BEGIN

PR #1563, opened 2018-08-08
Do not polyfill JSON.stringify

ylemkimon:
Removes redundant `JSON.stringify` polyfill.

Related: #1469, #1470

### DIFF
--- a/website/static/css/custom.css
+++ b/website/static/css/custom.css
@@ -1,13 +1,23 @@
-ul.toc-headings > li {
-    padding-bottom: 0px;   /* moved to li > a */
+.onPageNav ul li,
+.onPageNav ul ul li {
+    padding-bottom: 0px; /* moved to ul ul, ul a, ul ul a */
 }
 
-.toc-headings > li > a {
+.onPageNav ul ul {
+    padding-top: 1.5px;
+    padding-bottom: 6.5px;
+}
+
+.onPageNav ul a {
     display: block;
     padding: 4px;
 }
 
-.toc-headings > li > a.active {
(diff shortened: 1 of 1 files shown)


edemaine:
Why is `JSON.stringify` polyfilled at all? Is there a browser that doesn't support it?

ylemkimon:
@edemaine It is wrapped to support stringifying/parsing `Symbol` polyfill.

edemaine:
@ylemkimon Ah, I see.  Can we remove symbol support from Babel, given that we don't use it?  Or add a lint test that avoids this in the future?

ylemkimon:
@edemaine I think we can do that with Babel 7.

kevinbarabash:
It looks like `Symbol` is being used in generated code:
```
/******/ 	// define __esModule on exports
/******/ 	__webpack_require__.r = function(exports) {
/******/ 		if(typeof Symbol !== 'undefined' && Symbol.toStringTag) {
/******/ 			Object.defineProperty(exports, Symbol.toStringTag, { value: 'Module' });
/******/ 		}
/******/ 		Object.defineProperty(exports, '__esModule', { value: true });
/******/ 	};
```
I wonder if we should generate a separate build for ES6 modules using rollup.

ylemkimon:
@kevinbarabash It uses `typeof Symbol !== 'undefined'` to detect Symbol support, and it justs sets `toString()` method.

kevinbarabash:
Ah... so this wasn't triggering the polyfill of `Symbol` then?  Is guarding against it just to avoid accidentally using `Symbol` in our code in the future?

END

Nothing in the records may be left out; reproduce them exactly.

### Solution for this problem
PR #1563, opened 2018-08-08
Do not polyfill JSON.stringify

ylemkimon:
Removes redundant `JSON.stringify` polyfill.

Related: #1469, #1470

### DIFF
--- a/website/static/css/custom.css
+++ b/website/static/css/custom.css
@@ -1,13 +1,23 @@
-ul.toc-headings > li {
-    padding-bottom: 0px;   /* moved to li > a */
+.onPageNav ul li,
+.onPageNav ul ul li {
+    padding-bottom: 0px; /* moved to ul ul, ul a, ul ul a */
 }
 
-.toc-headings > li > a {
+.onPageNav ul ul {
+    padding-top: 1.5px;
+    padding-bottom: 6.5px;
+}
+
+.onPageNav ul a {
     display: block;
     padding: 4px;
 }
 
-.toc-headings > li > a.active {
(diff shortened: 1 of 1 files shown)


edemaine:
Why is `JSON.stringify` polyfilled at all? Is there a browser that doesn't support it?

ylemkimon:
@edemaine It is wrapped to support stringifying/parsing `Symbol` polyfill.

edemaine:
@ylemkimon Ah, I see.  Can we remove symbol support from Babel, given that we don't use it?  Or add a lint test that avoids this in the future?

ylemkimon:
@edemaine I think we can do that with Babel 7.

kevinbarabash:
It looks like `Symbol` is being used in generated code:
```
/******/ 	// define __esModule on exports
/******/ 	__webpack_require__.r = function(exports) {
/******/ 		if(typeof Symbol !== 'undefined' && Symbol.toStringTag) {
/******/ 			Object.defineProperty(exports, Symbol.toStringTag, { value: 'Module' });
/******/ 		}
/******/ 		Object.defineProperty(exports, '__esModule', { value: true });
/******/ 	};
```
I wonder if we should generate a separate build for ES6 modules using rollup.

ylemkimon:
@kevinbarabash It uses `typeof Symbol !== 'undefined'` to detect Symbol support, and it justs sets `toString()` method.

kevinbarabash:
Ah... so this wasn't triggering the polyfill of `Symbol` then?  Is guarding against it just to avoid accidentally using `Symbol` in our code in the future?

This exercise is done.